Una derivación de este síndrome es, según
Elliott, el sentimiento colectivo de considerarse “víctima inocente” al
que “tienen tanta propensión (…) las naciones poseídas por un fuerte sentido de
su propio carácter excepcional, pero incapaces, ya sea por un motivo u
otro, de alcanzar el estatus y las oportunidades a que creen tener derecho.”
Y sigue el historiador: “Las comunidades nacionales que
sucumben a este síndrome tienden a verse a sí mismas como víctimas
permanentes de fuerzas malignas que emanan de uno o varios vecinos más
poderosos”. Y llega a la conclusión de que “los catalanes del siglo XIX y
XX fueron animados a ver su pasado como la historia de un intento pernicioso
por parte de sus vecinos castellanos, desde principios del siglo XV
en adelante, de socavar sus instituciones y modo de vida para destruir
finalmente su identidad distintiva como pueblo”. Sería suficiente esta cita
para entender que el victimismo -no exclusivo de Cataluña- se ha ido trabando
durante mucho tiempo, pese a que Elliott en su decisiva obra La
rebelión de los catalanesreconoce su “determinación de liberar la
historia de Cataluña del siglo XVII de las garras de la mitología nacionalista”.
Propósito que el historiador británico ha conseguido en el ámbito de la
comunidad académica, pero no en los de la política y la intelectualidad
española, enfeudados, bien en la ignorancia, bien en la interpretación sesgada
de los aconteceres pasados de nuestra convivencia.
Basta leer a Elliott para comprender (páginas 70 y
siguientes) que, pese a sus averiguaciones exhaustivas, incluidos estudios
comparados con el Estado franco-condado, Cataluña no ha sido nunca ni
“un Estado-nación embrionario” ni “un Estado-nación abortado” ni “según les
gusta describir a algunos historiadores catalanes, un Estado-nación pero con
soberanía imperfecta”, llegando a la conclusión de que “ya hay una nueva
generación en la España oriental que corre el peligro de alcanzar la madurez
bajo la impresión de que la historia de su territorio natal se detiene en las
orillas del rio Ebro. Con tal enfoque inevitablemente se retrocede a la
historia nacionalista estrecha y cerrada que historiadores de la talla
de Vicens Vives se propusieron ante todo desacreditar”.
Estas reflexiones del casi indiscutido Elliott sirven para
valorar lo que está ocurriendo en Cataluña. Aunque no exclusivamente allí.
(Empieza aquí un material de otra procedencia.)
PR #947, opened 2024-04-02
feat: add default methods for all schemas/ssz types

### LINKED ISSUE #395: Add default values for each SSZ type

Arkenan:
**Motivation**

We need default types for the ssz library, specially for the beacon block, as it's required to initialize the beacon node from a genesis file.

**Description**

Using the [ssz specs](https://github.com/ethereum/consensus-specs/blob/v1.3.0/ssz/simple-serialize.md#default-values) as a reference for default types.

Closes #395


lib/utils/bit_list.ex
```diff
@@ -9,10 +9,16 @@ defmodule LambdaEthereumConsensus.Utils.BitList do
...
-  @spec default(non_neg_integer) :: t
-  def default(size), do: <<0::size(size)>>
+  @spec zero(non_neg_integer) :: t
+  def zero(size), do: <<0::size(size)>>
+
+  @doc """
+  Creates a default (empty/size 0) bit list.
+  """
+  @spec default() :: t
+  def default(), do: <<>>
```
mpaulucci, line 21: The size is 0 instead of `size` because it's a list and not a vector right?

lib/ssz_ex.ex
```diff
@@ -428,6 +428,21 @@ defmodule LambdaEthereumConsensus.SszEx do
...
+  def default({:int, _}), do: 0
+  def default(:bool), do: false
+  def default({:bytes, size}), do: <<0::size(size * 8)>>
+  def default({:list, _, _}), do: []
+  def default({:vector, inner_type, size}), do: default(inner_type) |> List.duplicate(size)
+  def default({:bitlist, _}), do: BitList.default()
+  def default({:bitvector, size}), do: BitVector.new(size)
+
+  def default(module) when is_atom(module) do
+    module.schema() |> Enum.map(fn {_attr, schema} -> default(schema) end)
```
mpaulucci, line 443: maybe we could add a test in ssz static that creates a `default` container and encodes it to ensure it doesn't error?

Or maybe it's a bit overkill and we can do it in ssz generic instead

MegaRedHand: We can add it as a check in `LambdaEthereumConsensus.Container.__after_compile__/2`, just to see if it fails anywhere.

MegaRedHand (approved):
LGTM

Issue #911, opened 2024-03-22
Calculate `eth1_data` for a block to be proposed


mpaulucci:
Necessary reading: https://eth2book.info/capella/part2/deposits-withdrawals/deposit-processing/
Spec: https://github.com/lambdaclass/lambda_ethereum_consensus/blob/main/docs/specs/validator.md#eth1-data

This required communicating with the Execution Client to fetch the deposit root to cast an `eth1_vote`.

I suggest looking at other client implementations for ideas. This task is non-trivial and one thing that has to be taken into account is how to handle this while the execution client is not synced with the tip of the chain.

Potencially can be divided into further tasks.

MegaRedHand:
Blocked by #949 and #950

PR #960, opened 2024-04-04
feat: compute eth1 data from recent blocks

MegaRedHand:
Related to #911


lib/lambda_ethereum_consensus/execution/eth1_chain.ex
```diff
@@ -0,0 +1,128 @@
+defmodule LambdaEthereumConsensus.Execution.Eth1Chain do
```
mpaulucci, line 1: Maybe we could call it ExecutionChain (to get out of the legacy Eth1 nomenclature) and perform other duties like checking engine capabilities and making sure that we're on the proper chain (out of scope for this PR)

mpaulucci (approved):

lib/lambda_ethereum_consensus/execution/eth1_chain.ex
MegaRedHand: Sure!

PR #961, opened 2024-04-08
fix: hash tree root

### LINKED ISSUE #852: [SSZ]: enable `hash_tree_root` for `ssz_static` spec tests containers

avilagaston9:
This PR will enable hash_tree_root for ssz_static spec tests containers.

Closes #852


lib/ssz_ex.ex
```diff
@@ -238,28 +236,10 @@ defmodule LambdaEthereumConsensus.SszEx do
...
-        leaf_count = chunks |> get_chunks_len() |> next_pow_of_two()
-        root = chunks |> merkleize_chunks_with_virtual_padding(leaf_count)
-        {:ok, root}
-
-      {:error, reason} ->
-        {:error, reason}
-    end
+  def hash_tree_root(vec(_) = list, {:list, _any, _non_neg_integer} = schema) do
+    list
+    |> Aja.Vector.to_list()
```
mpaulucci, line 241: Maybe we can do this as a follow up, but we shouldn't do these kind of things here. We could call this `encode` function (see for example: https://github.com/lambdaclass/lambda_ethereum_consensus/blob/main/lib/types/beacon_chain/beacon_state.ex#L152) before doing the hash tree root in case of a container

lib/types/beacon_chain/execution_payload.ex
```diff
@@ -77,7 +77,7 @@ defmodule Types.ExecutionPayload do
       {:base_fee_per_gas, TypeAliases.uint256()},
       {:block_hash, TypeAliases.hash32()},
       {:transactions, TypeAliases.transactions()},
-      {:withdrawals, {:list, Types.Withdrawal, ChainSpec.get("MAX_TRANSACTIONS_PER_PAYLOAD")}},
+      {:withdrawals, {:list, Types.Withdrawal, ChainSpec.get("MAX_WITHDRAWALS_PER_PAYLOAD")}},
```
mpaulucci, line 80: 👀

mpaulucci (approved):
great work!

PR #963, opened 2024-04-08
feat: fetch deposit logs for eth1 data validation

### LINKED ISSUE #911: Calculate `eth1_data` for a block to be proposed

MegaRedHand:
Closes #911


lib/beacon_api/controllers/v2/beacon_controller.ex
```diff
@@ -36,7 +36,7 @@ defmodule BeaconApi.V2.BeaconController do
 
   def get_block(conn, %{block_id: "0x" <> hex_block_id}) do
     with {:ok, block_root} <- Base.decode16(hex_block_id, case: :mixed),
-         block <- Blocks.get_signed_block(block_root) do
+         %{} = block <- Blocks.get_signed_block(block_root) do
```
mpaulucci, line 39: ?

mpaulucci (approved):
great work!

lib/beacon_api/controllers/v2/beacon_controller.ex
MegaRedHand: We found this with @avilagaston9. The result can be either a map or `nil`, but we aren't matching on the map. This can result in weird OK responses.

Porque el historiador británico -que no deja de explayarse sobre aspectos en
los que la queja catalana ha tenido y tiene razón y razones- amplia el angular
al sostener que “para bien o para mal, durante siglos de unión con un vecino
más poderoso, Cataluña, Valencia y las provincias vascas, así como
Escocia, Gales e Irlanda, han formado parte de un Estado, de carácter más o
menos compuesto, cuya historia han compartido. No se puede hacer tabla rasa
eliminando este quizá incómodo hecho histórico y reescribir la historia de las
regiones y comunidades individuales como si nunca hubiera ocurrido”. Sin
embargo, el miércoles, en el parlamento de Cataluña, así se hizo.
José Antonio Zarzalejos. El confidencial.